# Makita 3612C collet problem



## W C Slad (Jan 12, 2012)

I have a Makita 3612C router that I have had for years. When it was new, I could change bits with no problem, but as time went on, when I tried to remove/change bits, the collet nut would loosen but the collet would not. I have never bottomed the bits out or abused the router in any way. I took it to a Makita dealer (with a bit still in it). They informed me that Makita had a problem with this particular router, but that there was no cure for the problem. I can change bits out, but a hammer and punch is not the way to do it, (common sense!). Has anyone else had this problem? If so, what was the solution? Thanks for any and all help.

Bill


----------



## jw2170 (Jan 24, 2008)

G’day 

Welcome to the router forum.

Thank you for joining us, Bill.

I, and a few of the forumites, use this router and I have not heard of this problem before.
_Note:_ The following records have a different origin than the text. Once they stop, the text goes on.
PR #122, opened 2021-05-09
Liquidity mining pallet

c410-f3r:
cc #78


c410-f3r:
With the latest master commit, this PR does not depend on #78 anymore

zrml/liquidity-mining/src/lib.rs
```diff
@@ -0,0 +1,341 @@
...
+                    e
+                } else {
+                    // trying to retrieve an account that doesn't have any bought shares
+                    continue;
+                };
+
+                let sold_shares_pct = if let Some(el) = sold_shares.checked_mul(&_100_balance) {
+                    el
+                } else {
+                    // TODO: Should subtract some amount and delay a portion to the next block
```
sea212, line 221: Convert into issue and remove from code please.

zrml/liquidity-mining/src/lib.rs
```diff
@@ -0,0 +1,341 @@
...
+                    el
+                } else {
+                    // `total_shares` is zero
+                    continue;
+                };
+
+                let total_balance_pct = if let Some(el) = values.total_balance.checked_mul(&pct) {
+                    el
+                } else {
+                    // TODO: Account has a lot of balance. What should be done here?
```
sea212, line 235: I think we can ignore that case for now, since nobody will ever reach such an enormous balance. If we reach this scenario, we would most likely have to worry about other things (exploits that were abused).

zrml/liquidity-mining/src/lib.rs
```diff
@@ -0,0 +1,341 @@
...
+            for (account, pool_id, bought_shares) in remaining_bought_shares {
+                <BlockBoughtShares<T>>::insert(account, pool_id, bought_shares);
+            }
+        }
+
+        fn remove_incentives_based_on_sold_shares() {
+            let _100_balance = BalanceOf::<T>::from(100u8);
+            let block_sold_shares = <BlockSoldShares<T>>::iter().collect::<Vec<_>>();
+
+            for (account_id, pool_id, sold_shares) in block_sold_shares {
```
sea212, line 210: Can you explain to me please why this construct is necessary here? I mean why is 
```rust
for (account_id, pool_id, sold_shares) in <BlockSoldShares<T>>::iter() {
```
not sufficient? In the current case we iterate two times over every element if I understand it correctly.

sea212 (commented):
Thanks for implementing that feature Caio. Overall this looks good. I have left some comments, but there is nothing tragic. We have to work on some tests and many benchmarks & weights:

**missing tests (major)**
    liquidity-mining/distribute_incentives_based_on_bought_shares
    liquidity-mining/remove_incentives_based_on_sold_shares
    
**missing tests (minor)**
    liquidity-mining/add_shares_of_account_and_pool
    liquidity-mining/remove_shares_of_account_and_pool

**missing benchmarks**
    liquidity-mining/set_per_block_distribution
    
**missing weight calculations**
    liquidity-mining/set_per_block_distribution
    
**inspection of validity and possible adjustment of old benchmarks**
    swaps/pool_exit
    swaps/pool_exit_with_exact_asset_amount
    swaps/pool_join
    swaps/pool_join_with_exact_asset_amount
    swaps/swap_exact_amount_in
    swaps/swap_exact_amount_out
    
**update of weights**
    swaps/pool_exit
    swaps/pool_exit_with_exact_asset_amount
    swaps/pool_join
    swaps/pool_join_with_exact_asset_amount
    swaps/swap_exact_amount_in
    swaps/swap_exact_amount_out

node/src/chain_spec/mod.rs
```diff
@@ -62,6 +68,13 @@ fn generic_genesis(
         parachain_info: zeitgeist_runtime::ParachainInfoConfig {
             parachain_id: acs.parachain_id,
         },
+        zrml_liquidity_mining: {
+            let perbill = Perbill::from_percent(LIQUIDITY_MINING_PCT);
```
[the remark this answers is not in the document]
c410-f3r: Nice catch! This probably came from previous development iterations

zrml/liquidity-mining/src/liquidity_mining.rs
```diff
@@ -0,0 +1,19 @@
...
+pub trait LiquidityMining<AI, B> {
+    /// Returns `Err` if `shares` plus the current amount of shares overflows.
+    fn add_shares_of_account_and_pool(account_id: &AI, pool_id: u128, shares: B) -> DispatchResult;
+
+    /// Removes a given `pool_id` from the storage distributing incentives to all
+    /// related accounts.
+    fn remove_pool_distributing_incentives(pool_id: u128) -> DispatchResult;
+
+    /// Ignores if `shares` is greater than the stored amount of shares.
+    fn remove_shares_of_account_and_pool(account_id: &AI, pool_id: u128, shares: B);
```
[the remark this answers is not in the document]
c410-f3r: Changed. The remaining `u128` should be handled by #127

zrml/liquidity-mining/src/lib.rs
c410-f3r: My bad, it doesn't. `vec` conversation only matters when calculating bought shares.

zrml/liquidity-mining/src/lib.rs
c410-f3r: Yeah, you are right but it still concerts me (theoretically).
Reverted to saturating operations and added some documentation describing the situation

c410-f3r:
Thanks for the review, @sea212

> Thanks for implementing that feature Caio. Overall this looks good. I have left some comments, but there is nothing tragic. We have to work on some tests and many benchmarks & weights:
> 
> **missing tests (major)**
> liquidity-mining/distribute_incentives_based_on_bought_shares
> liquidity-mining/remove_incentives_based_on_sold_shares
> 
> **missing tests (minor)**
> liquidity-mining/add_shares_of_account_and_pool
> liquidity-mining/remove_shares_of_account_and_pool
> 
> **missing benchmarks**
> liquidity-mining/set_per_block_distribution
> 
> **missing weight calculations**
> liquidity-mining/set_per_block_distribution
> 
> **inspection of validity and possible adjustment of old benchmarks**
> swaps/pool_exit
> swaps/pool_exit_with_exact_asset_amount
> swaps/pool_join
> swaps/pool_join_with_exact_asset_amount
> swaps/swap_exact_amount_in
> swaps/swap_exact_amount_out
> 
> **update of weights**
> swaps/pool_exit
> swaps/pool_exit_with_exact_asset_amount
> swaps/pool_join
> swaps/pool_join_with_exact_asset_amount
> swaps/swap_exact_amount_in
> swaps/swap_exact_amount_out


Like I said, sorry for not including benchmarks. They are now present.

`distribute_incentives_based_on_bought_shares` and `remove_incentives_based_on_sold_shares` were already tested when calling `on_finalize` and now they are explicitly called to better express the test's intention.

Changed `SomeStorage::insert` to `add_shares_of_account_and_pool/remove_shares_of_account_and_pool` since they are very similar.

zrml/liquidity-mining/src/lib.rs
```diff
@@ -0,0 +1,307 @@
...
+        type Currency: ReservableCurrency<Self::AccountId>;
+        type Event: From<Event<Self>> + IsType<<Self as frame_system::Config>::Event>;
+        type PalletId: Get<PalletId>;
+        type WeightInfo: WeightInfoZeitgeist;
+    }
+
+    #[pallet::event]
+    pub enum Event<T>
+    where
+        T: Config, {}
```
c410-f3r, line 70: An issue will be open to add useful events

zrml/liquidity-mining/src/lib.rs
```diff
@@ -0,0 +1,307 @@
...
+
+        #[frame_support::transactional]
+        fn remove_pool_distributing_incentives(pool_id: PoolId) -> DispatchResult {
+            let pallet_account_id = Pallet::<T>::pallet_account_id();
+            for (account_id, values) in <OwnedValues<T>>::drain_prefix(pool_id) {
+                T::Currency::transfer(
+                    &pallet_account_id,
+                    &account_id,
+                    values.total_balance,
+                    ExistenceRequirement::KeepAlive,
```
lsaether, line 245: `AllowDeath` should be fine here.

lsaether (changes requested):
Ok, so to make sure I understand the current functionality:

- When a user joins a pool, they trigger the `add_shares_of_account_and_pool` which at the end of the block will record the `PoolShare`s that they have in storage.
- When a user exits a pool, they trigger `remove_shares_of_account_and_pool` which will remove them from consideration of receiving rewards _and does not pay any LM rewards_.
- In order to pay out rewards to LPs, the `remove_pool_distributing_incentives` must be called. This can be triggered when a market resolves, but that part is  not yet implemented.

So current behavior is that __when a LP exits a pool early, they do not receive rewards__, right? We will probably want to change this so that they do receive some rewards, but not as much as they would have received if they had stated for the entire length of the pool. Along these lines, we need to also make sure that LPs which join earlier are rewarded more than LPs join later, since AFAIK right now it would be considered equal rewards if LPs joined at the beginning of the market or one block before the end of the market.

c410-f3r:
> In order to pay out rewards to LPs, the remove_pool_distributing_incentives must be called. This can be triggered when a market resolves, but that part is not yet implemented.

Indeed!

> So current behavior is that when a LP exits a pool early, they do not receive rewards, right?
Yes. If LP removes all shares, then nothing will be provided when market resolves

> AFAIK right now it would be considered equal rewards if LPs joined at the beginning of the market or one block before the end of the market.
Yes, all shares have the same percentage and value according to the number of total shares of a block.

> Along these lines, we need to also make sure that LPs which join earlier are rewarded more than LPs join later
A logarithm function will do the job.

> We will probably want to change this so that they do receive some rewards, but not as much as they would have received if they had stated for the entire length of the pool
This is odd... Anyone with a significant amount of ZTG could abuse this feature, providing and un-provinding liquidity, to create more ZTG out of thin air.

lsaether:
> This is odd... Anyone with a significant amount of ZTG could abuse this feature, providing and un-provinding liquidity, to create more ZTG out of thin air.

It should be something like continuous payments, like every block the LP gets rewarded with X amount of ZTG. If the LP stays from 1000 blocks, then they would get rewarded 1000*X, but if the LP just joined for one block they get 1*X - `early_exit_fee`. Then at the end of the market, the summed `early_exit_fees` get redistributed to all LPs that stayed through until the end.

c410-f3r:
Took me awhile to finish because I had to re-think and re-evaluate incentives. 

## Providing liquidity

When an account is providing liquidity, the given incentive will be stabilised by a framework that can be adapted with different types of algorithms. This framework is composed of two steps:

1. `Market normalization`: Each market will output a number of equal range. How this output is produced is up to the chosen algorithm.
2. `Percentage calculation`: Based on the normalization values, each market will have an associated percentage summing a total of 100%.

To encourage early providers, an algorithm that takes the remaining blocks as percentages is currently being used so let's see an example with two markets:

```rust
// Amount of reserved ZTG for the current block
let block_incentives = 1000;
// Block that is being produced
let current_block = 5;

// Start and end blocks of market A
let market_a_period = [1, 11];
// Start and end blocks of market B
let market_b_period = [1, 21];

let market_a_total_blocks = 11 - 1 = 10;
let market_a_remaining_blocks = 11 - 5 = 6
let market_b_total_blocks = 21 - 1 = 20;
let market_b_remaining_blocks = 21 - 5 = 16

let market_a_normalized_value = 6 * 100 / 10 = 60
let market_b_normalized_value = 16 * 100 / 20 = 80

let market_a_percentage = 60 * 100 / 140 = 42,857%
let market_b_percentage = 80 * 100 / 140 = 57.143%

let market_a_incentives = 1000 * 42,857% = 428.57
let market_b_incentives = 1000 * 57.143% = 571.43
```

As you can see, Market `A` receives less incentives because its completion will happen before market `B`.

## Perpetual liquidity

Is an incentive that each LP will receive by simply joining a pool. Currently, it is calculated based on a pre-fixed percentage of 0.5% applied to the amount of received incentives in a block.
At the end of the market, accounts will receive the full amount of perpetual liquidity if they stayed the whole campaign or its relative percentage otherwise.
```txt
User A receives 1 ZTG as incentive -----> 0.995 ZTG goes to ordinary balance
                                   |
                                   |----> 0.005 ZTG goes to perpetual balance
```

primitives/src/pool.rs
```diff
@@ -11,6 +11,7 @@ use alloc::{collections::BTreeMap, vec::Vec};
 )]
 pub struct Pool<Balance, MarketId> {
     pub assets: Vec<Asset<MarketId>>,
+    pub market_id: MarketId,
```
c410-f3r, line 14: Temporary. The market will be fetched on `market-commons` once  #167 is merged

zrml/prediction-markets/src/lib.rs
```diff
@@ -362,6 +360,12 @@ mod pallet {
             };
 
             <Markets<T>>::insert(market_id, Some(market));
+            if let MarketEnd::Block(block) = end {
```
c410-f3r, line 363: Is it possible to remove `MarketEnd::Time`?

c410-f3r:
This PR was created before the discussion about big PRs so do you guys want me to split it into different and smaller PRs?

sea212:
> This PR was created before the discussion about big PRs so do you guys want me to split it into different and smaller PRs?

I am fine with reviewing this last big PR.

primitives/src/constants/ztg.rs
```diff
@@ -9,6 +9,9 @@ pub const COLLATORS: u128 = 10_000_000;
 /// Total ZTG amount for community incentives
 pub const COMMUNITY_INCENTIVES: u128 = 2_000_000;
 
+/// Total ZTG amount for liquidity mining
+pub const LIQUIDITY_MINING: u128 = 10_000_000;
```
lsaether, line 13: Is this used anywhere? If so, how is it used?

zrml/liquidity-mining/src/distribute_incentives_based_on_bought_shares.rs
```diff
@@ -0,0 +1,106 @@
...
+        incentive.checked_div(&total_bought_shares)
+    }
+
+    // How much incentive each market will receive
+    fn markets_incentives(
+        per_block_incentives: BalanceOf<T>,
+        curr_block: T::BlockNumber,
+    ) -> Vec<(T::MarketId, BalanceOf<T>)> {
+        let mut normalized_total = BalanceOf::<T>::from(0u8);
+        let normalized_valeus: Vec<_> = <Markets<T>>::iter()
```
lsaether, line 74:
```suggestion
        let normalized_values: Vec<_> = <Markets<T>>::iter()
```

zrml/liquidity-mining/src/distribute_incentives_based_on_bought_shares.rs
```diff
@@ -0,0 +1,106 @@
...
+            .filter_map(|(market_id, period)| {
+                let normalized_value = Self::normalize_market(curr_block, period)?;
+                normalized_total = normalized_total.saturating_add(normalized_value);
+                Some((market_id, normalized_value))
+            })
+            .collect();
+        normalized_valeus
```
lsaether, line 81:
```suggestion
        normalized_values
```

primitives/src/constants/ztg.rs
c410-f3r: This constant is the total amount of ZTG reserved for the liquidity mining pallet account or in other words, a fund/pot where incentives will be transferred to accounts.

It is defined on the genesis block at https://github.com/zeitgeistpm/zeitgeist/pull/122/files#diff-d0ab461d3f1322691c297bdf74c56e023de548c8555915ed6b60b0a792129341R130-R136

lsaether: Is the pot funded any other ways, i.e. via inflation? This I suppose can be a future addition

c410-f3r: For now it is a fixed amount that can be changed using a root account but yeah, inflation could be added in a following PR.

zrml/prediction-markets/src/lib.rs
```diff
@@ -1379,6 +1392,8 @@ mod pallet {
                 T::Swap::set_pool_as_stale(&market.market_type, pool_id, outcome_report)?;
             }
 
+            T::LiquidityMining::distribute_market_incentives(market_id)?;
```
sea212, line 1395: I see that this function is called in courts resolve and prediction markets resolve functions. Is there any way that this function could be called twice for one market?

zrml/swaps/src/lib.rs
```diff
@@ -398,6 +429,9 @@ mod pallet {
                     )?.saturated_into();
                     ensure!(asset_amount_out >= min_asset_amount_out, Error::<T>::LimitOut);
 
+                    T::LiquidityMining::remove_shares(&who, &pool.market_id, asset_amount_out);
+                    T::LiquidityMining::add_shares(who_clone, pool.market_id, asset_amount_in);
```
sea212, line 433: I am a bit confused here. So everyone who trades Asset A OUT for Asset B IN, automatically becomes a liquidity provider and earns amount IN shares? `add_shares` and `remove_shares` in liquidity provider pallet also need some documentation. What are those shares? LP shares? Assets?

zrml/swaps/src/migrations/_0_1_2_add_pool_market_id.rs
```diff
@@ -0,0 +1,110 @@
...
+    let storage_version = <Pallet<T>>::storage_version().unwrap_or(pallet_version);
+
+    if storage_version == pallet_version {
+        let _ = <Pools<T>>::translate::<Option<PreviousPoolTy<T>>, _>(|_, pool_opt| {
+            weight = weight.saturating_add(T::DbWeight::get().reads(1));
+            if let Some(pool) = pool_opt {
+                weight = weight.saturating_add(T::DbWeight::get().writes(1));
+                Some(Some(Pool {
+                    assets: pool.assets,
+                    market_id: T::MarketId::from(0u8),
```
sea212, line 46: The old pools will have an invalid associated `market_id`, what does this imply?

sea212 (changes requested):

zrml/liquidity-mining/src/distribute_incentives_based_on_bought_shares.rs
```diff
@@ -0,0 +1,106 @@
...
+
+        <BlockBoughtShares<T>>::remove_all();
+    }
+
+    // ZTG value of one bought share for the current block being produced. Or in other words:
+    // Determines how much a share will be worth given the amount of ZTG for liquidity
+    // mining and the total number of bought shares for the current block.
+    //
+    // `None` result means no-one purchased a share.
+    fn bought_share_value(
```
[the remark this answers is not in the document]
c410-f3r: Agreed. This talk of "the compiler is smart enough to inline" is not always true.

node/src/chain_spec/mod.rs
```diff
@@ -25,7 +30,7 @@ const DEFAULT_COLLATOR_INFLATION_INFO: parachain_staking::InflationInfo<Balance>
     let round_millisecs = DefaultBlocksPerRound::get() as u64 * MILLISECS_PER_BLOCK;
     let rounds_per_year = millisecs_per_year / round_millisecs;
 
-    let annual_inflation = Perbill::from_percent(ztg::STAKING);
+    let annual_inflation = Perbill::from_percent(ztg::STAKING_PCT);
```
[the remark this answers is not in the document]
c410-f3r: Jesus Christ. Another good candidate from a integration test

zrml/court/src/lib.rs
```diff
@@ -521,13 +521,15 @@ mod pallet {
...
+        fn manage_pool(
             market: &Market<T::AccountId, T::BlockNumber>,
             market_id: &T::MarketId,
             outcome_report: &OutcomeReport,
         ) -> DispatchResult {
             let pool_id = Self::market_pool_id(market_id)?;
 
+            T::LiquidityMining::distribute_market_incentives(market_id)?;
+
             T::Swaps::set_pool_as_stale(&market.market_type, pool_id, outcome_report)?;
```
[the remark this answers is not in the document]
c410-f3r: Yes because I couldn't find a good motive to guard against non-active pools.
In any case, it is better to play safe so the guard is now added.

zrml/prediction-markets/src/lib.rs
c410-f3r: `T::LiquidityMining::distribute_market_incentives(market_id)?;` must be called once for every market resolution and this constraint will be enforced when #167 is merged

zrml/swaps/src/migrations/_0_1_2_add_pool_market_id.rs
c410-f3r: The Swaps pallet is not aware of anything regarding markets, in fact, PM uses Swaps and not the other way around so there is no place to take market information from Swaps. This migration is just a way to enforce backwards compatibility.

Once #167 is merged, common logic between markets, pools, liquidity mining and court will be used inside `market-commons` so another migration must be created afterwards to correctly map swaps <-> migrations

zrml/liquidity-mining/src/distribute_incentives_based_on_bought_shares.rs
```diff
@@ -0,0 +1,106 @@
...
+    // early liquidity providers. For example, a market starts at 0 and ends at 10. If the current
+    // block is at 7, then the output is 30.
+    fn normalize_market(
+        curr_block: T::BlockNumber,
+        [start, end]: [T::BlockNumber; 2],
+    ) -> Option<BalanceOf<T>> {
+        let total_blocks = end.saturating_sub(start);
+        let remaining_blocks = end.saturating_sub(curr_block);
+        let ptd = calculate_perthousand(remaining_blocks, &total_blocks)?;
+        Some(perthousand_to_balance(ptd))
```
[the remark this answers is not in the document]
c410-f3r: The final result is actually `300` units (30%/300ptd of 10) instead of `3000` units (300%/3000ptd of 10).

But yes, it is per-thousand because percent incurs a greater lost of accuracy. For example, 
https://github.com/zeitgeistpm/zeitgeist/pull/122/files#diff-6d701ba4fa5e808263982c3ef607ad265031bb560ca867c28423f302da40faf4R152-R153
would be 
```rust
        // Market 0 has 42% of `per_block_incentives`
        let market_incentives_0 = 420000000;
```
with percentages.

> Is it possible that remaining_blocks can become 0 (current = end)? In that case we'd have a zero division error.

All per-thousands are calculated through the unified `calculate_perthousand` function that guards against divisions by zero -> https://github.com/zeitgeistpm/zeitgeist/pull/122/files#diff-2fa2c31f9a820cbd97164a96acb2d7648da09ec2226e576c034554d1b1b8e1cbR8-R16.

zrml/liquidity-mining/src/owned_values_params.rs
```diff
@@ -0,0 +1,29 @@
...
+    Debug,
+    Default,
+    Eq,
+    Ord,
+    PartialEq,
+    PartialOrd,
+    parity_scale_codec::Decode,
+    parity_scale_codec::Encode,
+)]
+pub struct OwnedValuesParams<BAL, BNR> {
```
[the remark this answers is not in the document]
c410-f3r: With `OwnedValuesParams<BalanceOf<T>, T::BlockNumber>`, the compiler already knowns that both `BAL` and `BNR` implement `CheckedDiv + From<u16> + Saturating` -> https://github.com/zeitgeistpm/zeitgeist/pull/122/files#diff-be1627b38629a5ebacab4e35ecebea6efc65cc628067a7e9f77f5a60458cff78R242-R250

zrml/swaps/src/lib.rs
c410-f3r: My bad. These functions receive pool shares instead of asset amounts.
Another reason to create smaller PRs: They are also easier to review and less error-prone for the author

c410-f3r: Wait a second. `asset_amount_in` should be `shares_amount_in`...

lsaether: No, only adding and removing liquidity is considered for liquidity mining.

c410-f3r: Thanks guys. Just removed liquidity functions from swapping operations

zrml/liquidity-mining/src/distribute_incentives_based_on_bought_shares.rs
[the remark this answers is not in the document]
sea212: If the remaining blocks can become zero (current = end), we should return 0% instead of a zero division error.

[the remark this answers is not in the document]
c410-f3r: Oh, I see now. Sorry for the misunderstanding and thanks for spotting this behaviour

zrml/swaps/src/migrations.rs
```diff
@@ -1,2 +1 @@
-pub mod _0_1_1_add_pool_status;
-pub mod _0_1_2_add_pool_market_id;
```
c410-f3r: Ppl on https://docs.zeitgeist.pm/battery-park#get-connected are still using the same initial fb127223ea8990bb27819dbbb9b15a46d7ffea73 build and no new release was published since then. Therefore, these two migrations are now merged into one.

lsaether:
@c410-f3r Can you change it back to make the migration on 0_1_2? I want to make an upgrade to 0_1_1 before we will merge this in along with the court and other more significant changes.

zrml/prediction-markets/src/lib.rs
```diff
@@ -1366,8 +1378,9 @@ mod pallet {
             Ok([total_accounts, total_asset_accounts, total_categories])
         }
 
-        // If a market has a pool that is `Active`, then changes from `Active` to `Stale`.
-        fn manage_pool_staleness(
+        // * Distributes rewards to liquidity providers
+        // * If a market has a pool that is `Active`, then changes from `Active` to `Stale`.
+        fn manage_pool(
```
lsaether, line 1383:
```suggestion
        fn change_pool_to_stale(
```

zrml/prediction-markets/src/lib.rs
lsaether, line 1395: `distribute_market_incentives` is marked transactional but the calling function is not, which means that a pool can still be changed to stale without distributing rewards. We should probably make the calling function transactional as well.

zrml/liquidity-mining/src/distribute_incentives_based_on_bought_shares.rs
```diff
@@ -0,0 +1,108 @@
...
+};
+use alloc::vec::Vec;
+use core::marker::PhantomData;
+use sp_runtime::traits::{CheckedDiv, Saturating};
+
+// Per-thousand that every incentive should transfer to the perpetual balance.
+// Currently is 0.1%
+const PERPETUAL_PCT: u8 = 1;
+
+pub struct DistributeIncentivesBasedOnBoughtShares<T>(PhantomData<T>);
```
lsaether, line 13: IMO we should rename this since it does not distribute the incentives (that's done later) but it adds incentive tracking data to storage. I would suggest `TrackIncentivesBasedOnBoughtShares`

zrml/liquidity-mining/src/lib.rs
```diff
@@ -0,0 +1,255 @@
...
+            market_id: Self::MarketId,
+            shares: Self::Balance,
+        ) {
+            <BlockBoughtShares<T>>::mutate(market_id, account_id, |total_shares| {
+                *total_shares = total_shares.saturating_add(shares);
+            })
+        }
+
+        #[frame_support::transactional]
+        fn distribute_market_incentives(market_id: &Self::MarketId) -> DispatchResult {
```
lsaether, line 160: This needs to check that the pallet account has funds in it to distribute rewards. The pool could be zero (which it will likely start out with when we first deploy this to the testnet.

zrml/liquidity-mining/src/distribute_incentives_based_on_bought_shares.rs
```diff
@@ -0,0 +1,108 @@
...
+            })
+            .collect()
+    }
+
+    // Takes any market parameter and outputs a number that will be used as a percentage
+    // to calculate how much incentives each individual market will receive.
+    //
+    // In this case, the output is the percentage of the remaining number of blocks to stimulate
+    // early liquidity providers. For example, a market starts at 0 and ends at 10. If the current
+    // block is at 7, then the output is 30.
```
lsaether, line 97: Can you give some additional examples of this? Not sure I totally understand how this will differ the payout to LPs that enter at different blocks.

zrml/prediction-markets/src/lib.rs
c410-f3r: Added `#[frame_support::transactional]`

zrml/liquidity-mining/src/distribute_incentives_based_on_bought_shares.rs
c410-f3r: Changed `DistributeIncentivesBasedOnBoughtShares` to `TrackIncentivesBasedOnBoughtShares` and `RemoveIncentivesBasedOnSoldShares` to `TrackIncentivesBasedOnSoldShares`

zrml/liquidity-mining/src/lib.rs
c410-f3r: Added `ensure_can_withdrawn` but `#[frame_support::transactional]` should theoretically take care of this scenario

zrml/prediction-markets/src/lib.rs
c410-f3r: Changed

zrml/liquidity-mining/src/distribute_incentives_based_on_bought_shares.rs
c410-f3r: Added one more example. Please, feel free to discuss any doubts about the algorithm

zrml/liquidity-mining/src/lib.rs
lsaether: Ok, can we return early or some other way handle the case that there are no funds to make the payout of the rewards? Since when we first deploy this there will be no funds being used to pay out rewards, now this will prevent a pool from being move to stale

c410-f3r: `ensure_can_withdraw` will return an early error if the fund does not have enough funds. Should the `ensure_can_withdraw` check return an early `Ok` instead?
It is also possible to ignore `distribute_market_incentives` within `set_pool_to_stale` using `let _ = T::LiquidityMining::distribute_market_incentives(market_id);` instead of `T::LiquidityMining::distribute_market_incentives(market_id)?;`

lsaether: Yes, it should return an early `Ok` and also log an event `LiquidityRewardsNotDistributed` so we know when it happens. The behaviour should be either everyone gets distributed rewards or no one is distributed rewards, but either way the pool still moves to `Stale`.

c410-f3r: Done

As stated by https://github.com/zeitgeistpm/zeitgeist/pull/122#discussion_r636214190, I would like to create (if possible) events to this pallet in a following PR because the changes are already too big.

lsaether: Which issue did you create?

lsaether: #197

lsaether (approved):

c410-f3r:
Re-based from master and opened https://github.com/zeitgeistpm/zeitgeist/issues/208

lsaether:
I'll merge this in after the next release (should be later today).

c410-f3r:
Rebased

I think the Makita dealer was trying to sell you a new router.......

Are you able to remove the nut and collet completely from the router with the bit still attached?

If not, you may have cross threaded the nut.

Are you able to just buy a replacement nut/collett?

Sorry, I cannot help any more that that. I Harrysin was around I am sure he would be able to help as he has a couple of Makita routers...


----------



## W C Slad (Jan 12, 2012)

Thank you jw for your reply. I can take the collet nut off w/o any problem, so not cross threaded. I do not remember if I can remove the collet with the bit still in it (old age, I guess). I have tried everything that I can think of short of buying new collets. For some reason, they just are not releasing. I will try what you suggested and get back to you. Thanks again.

Bill


----------



## bobj3 (Jan 17, 2006)

Hi Bill




=== 



W C Slad said:


> I have a Makita 3612C router that I have had for years. When it was new, I could change bits with no problem, but as time went on, when I tried to remove/change bits, the collet nut would loosen but the collet would not. I have never bottomed the bits out or abused the router in any way. I took it to a Makita dealer (with a bit still in it). They informed me that Makita had a problem with this particular router, but that there was no cure for the problem. I can change bits out, but a hammer and punch is not the way to do it, (common sense!). Has anyone else had this problem? If so, what was the solution? Thanks for any and all help.
> 
> Bill


----------



## W C Slad (Jan 12, 2012)

Bob,
As jw suggested, I attempted to remove the collets, had a 1/4" in the router, but neither one would come out w/o some persuasion. I tried just the 1/2" collet with a bit, but the same problem presented itself-the collet would not release the bit. Also, the collet nut loosens, but does not have a place where it feels tight, thereby loosening the bit when turning more. Before buying replacement parts, I blew the collet housing and collets off good, but with no luck. Sooooooooo.....I guess I will bite the bit (no pun intended) and order parts. Thanks for your reply.

Bill


----------



## jw2170 (Jan 24, 2008)

Hi Bill,

Please Let us know how you get on.

I did not think of BJ's idea.

Come to think of it, I buy 1/2" shank bits for my Makita and for my Triton.

Some bits fit the Makita but are very tight in the Triton and some bits fit the Triton and are very tight in the Makita. Go figure?

Have you changed brand of bits?


----------



## TWheels (May 26, 2006)

Bill, 
What kind of wood have you worked with? I am thinking the oils and gum from the wood have "gummed up" the works.
It sounds like at this point you do have a major parts replacement issue on your hands.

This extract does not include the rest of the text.